Pressure effects on phase equilibria and solid solubility in MgO-Y2O3 nanocomposites

Abstract

We study the temperature and pressure dependence of phase evolution in the 0.5MgO-0.5Y2O3 nanocomposite system using a diamond anvil apparatus in conjunction with in situ synchrotron energy dispersive x-ray diffraction at 7 GPa hydrostatic pressure. At (298 K, 7.0 GPa), structural transformations in the Y2O3 phase are observed, giving rise to the co-existence of its cubic, hexagonal, and monoclinic polymorphs together with cubic MgO. An increase in temperature to 1273 K causes the crystallinity of the Y2O3 hexagonal and monoclinic phases to increase. Isothermal and isobaric hold at (1273 K, 7.0 GPa) for 60 min results in yttrium dissolution in cubic MgO, causing ∼1.0% expansive volumetric lattice strain despite the large differences in the ionic radii of the cations.
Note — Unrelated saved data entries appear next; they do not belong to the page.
PR #2974, opened 2017-12-18
appveyor: restore 32bit compatibility

tooomm:
AppVeyor release binary was not working on 32bit systems correctly.
All fonts were crossed out for some reason.

Report from user in Gitter (Dez 2017):
2 4 0 with xp

Go back to `msvc2013` for 32bit + XP-compatible build
 (switched to all msvc2013 in https://github.com/Cockatrice/Cockatrice/pull/2885)

### DIFF
--- a/.appveyor.yml
+++ b/.appveyor.yml
@@ -29,11 +29,11 @@ environment:
           cmake_generator: Visual Studio 14 2015 Win64
           cmake_toolset: v140,host=x64
           target_arch: x86_64
-        - qt_ver: 5.6\msvc2013 # last version compatible with Windows XP, Vista and 32bit systems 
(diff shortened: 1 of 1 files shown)


ctrlaltca:
The current build is using Qt 5.6 and MSVC 2015. It works fine under Windows 7 (32 bit), but under Windows XP font rendering is.. funny.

Cooling the nanocomposite to (298 K, 0 GPa) after a 60 min soak yields four phase co-existence among cubic MgO and cubic, hexagonal, and monoclinic Y2O3. The residual MgO unit cell volume expansion is 0.69% at 298 K, indicating solid solution formation at room temperature despite large differences in the ionic radii of Mg2+ and Y3+. The macroscopic shrinkage due to densification is 3% by volume. Thermodynamic considerations suggest that the relative molar partial volume of Y3+ in MgO is a negative quantity, indicating that the partial molar volume of Y3+ in the solid solution is smaller than its molar volume in the pure state. Aging of the nanocomposites for 240 h does not change the observed 4 phase co-existence. We propose a crystallographic model in which the observed volumetric expansion of the MgO unit cell is primarily attributed to two hydrostatic expansive strain components accompanying solid solution formation: (i) Coulomb repulsion among O2− ions in the immediate vicinity of Mg2+ vacancies, and (ii) misfit strain due to differences in ionic radii upon Y3+ substitution on Mg2+ sites.